## Exercise goal
Copy each line from the records below in which the word "examples" is found.

[Dataset excerpts]
-- Opening Marker --

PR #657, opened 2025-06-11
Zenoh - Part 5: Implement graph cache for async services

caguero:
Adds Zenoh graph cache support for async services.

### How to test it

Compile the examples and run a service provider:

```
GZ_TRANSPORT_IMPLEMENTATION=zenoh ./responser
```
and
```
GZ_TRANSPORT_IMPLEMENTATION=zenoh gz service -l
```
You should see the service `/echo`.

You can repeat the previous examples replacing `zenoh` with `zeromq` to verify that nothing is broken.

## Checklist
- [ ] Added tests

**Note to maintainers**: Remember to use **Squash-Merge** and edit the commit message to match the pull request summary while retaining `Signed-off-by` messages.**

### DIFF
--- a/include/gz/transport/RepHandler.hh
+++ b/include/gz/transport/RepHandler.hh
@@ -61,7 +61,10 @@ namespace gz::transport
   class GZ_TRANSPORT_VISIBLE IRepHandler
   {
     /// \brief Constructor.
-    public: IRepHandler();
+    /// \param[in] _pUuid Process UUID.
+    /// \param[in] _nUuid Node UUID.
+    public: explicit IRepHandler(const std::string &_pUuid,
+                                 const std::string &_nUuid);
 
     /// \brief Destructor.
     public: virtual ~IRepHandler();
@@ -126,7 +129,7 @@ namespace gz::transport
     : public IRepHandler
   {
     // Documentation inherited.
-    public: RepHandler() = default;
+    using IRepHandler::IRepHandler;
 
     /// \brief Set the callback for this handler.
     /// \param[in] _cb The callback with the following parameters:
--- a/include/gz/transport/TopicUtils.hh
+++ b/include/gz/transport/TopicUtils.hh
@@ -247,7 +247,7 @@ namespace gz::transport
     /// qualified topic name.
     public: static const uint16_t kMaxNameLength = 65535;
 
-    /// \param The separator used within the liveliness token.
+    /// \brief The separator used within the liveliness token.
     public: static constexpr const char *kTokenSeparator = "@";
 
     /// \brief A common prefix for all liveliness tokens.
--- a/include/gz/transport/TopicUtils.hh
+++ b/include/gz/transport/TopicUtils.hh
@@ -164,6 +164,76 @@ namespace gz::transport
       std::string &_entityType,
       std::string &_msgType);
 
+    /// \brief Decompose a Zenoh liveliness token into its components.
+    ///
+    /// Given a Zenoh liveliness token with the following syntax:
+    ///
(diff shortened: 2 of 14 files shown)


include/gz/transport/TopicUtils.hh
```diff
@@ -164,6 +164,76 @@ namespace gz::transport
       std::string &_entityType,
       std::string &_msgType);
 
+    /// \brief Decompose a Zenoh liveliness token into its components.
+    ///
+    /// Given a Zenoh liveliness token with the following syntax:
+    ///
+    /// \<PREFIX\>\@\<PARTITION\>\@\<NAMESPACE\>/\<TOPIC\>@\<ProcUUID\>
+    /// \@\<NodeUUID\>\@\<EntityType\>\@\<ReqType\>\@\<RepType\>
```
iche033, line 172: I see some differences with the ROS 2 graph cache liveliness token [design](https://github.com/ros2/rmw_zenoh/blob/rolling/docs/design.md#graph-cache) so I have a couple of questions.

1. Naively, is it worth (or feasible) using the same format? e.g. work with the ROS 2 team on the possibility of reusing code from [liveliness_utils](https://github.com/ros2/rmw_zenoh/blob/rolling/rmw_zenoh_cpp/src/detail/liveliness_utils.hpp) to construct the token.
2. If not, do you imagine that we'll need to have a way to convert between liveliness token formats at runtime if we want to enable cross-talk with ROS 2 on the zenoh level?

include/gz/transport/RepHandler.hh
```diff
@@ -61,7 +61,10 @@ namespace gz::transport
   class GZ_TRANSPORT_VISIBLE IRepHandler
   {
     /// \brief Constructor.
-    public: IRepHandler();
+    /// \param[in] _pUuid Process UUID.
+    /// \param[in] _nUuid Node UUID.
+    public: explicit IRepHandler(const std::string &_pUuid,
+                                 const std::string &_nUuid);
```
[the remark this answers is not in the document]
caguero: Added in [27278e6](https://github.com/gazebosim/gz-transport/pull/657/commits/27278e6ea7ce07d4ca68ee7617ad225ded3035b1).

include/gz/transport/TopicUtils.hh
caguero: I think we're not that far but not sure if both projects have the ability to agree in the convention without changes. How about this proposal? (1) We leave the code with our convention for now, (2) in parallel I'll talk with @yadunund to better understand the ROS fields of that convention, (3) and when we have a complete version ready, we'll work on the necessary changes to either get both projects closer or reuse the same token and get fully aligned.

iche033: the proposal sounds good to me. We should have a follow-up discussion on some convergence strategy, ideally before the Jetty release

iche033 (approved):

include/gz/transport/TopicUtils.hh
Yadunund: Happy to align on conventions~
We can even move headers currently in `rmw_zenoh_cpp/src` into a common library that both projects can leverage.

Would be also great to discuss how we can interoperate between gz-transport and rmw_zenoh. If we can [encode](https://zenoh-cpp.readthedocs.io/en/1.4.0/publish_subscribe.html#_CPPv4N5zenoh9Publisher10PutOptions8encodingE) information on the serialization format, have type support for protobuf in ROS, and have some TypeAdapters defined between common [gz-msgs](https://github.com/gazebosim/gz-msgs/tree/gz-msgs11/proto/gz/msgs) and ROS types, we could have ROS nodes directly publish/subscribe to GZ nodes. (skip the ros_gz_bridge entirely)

-- Closing Marker --

## Answer box
Compile the examples and run a service provider:
You can repeat the previous examples replacing `zenoh` with `zeromq` to verify that nothing is broken.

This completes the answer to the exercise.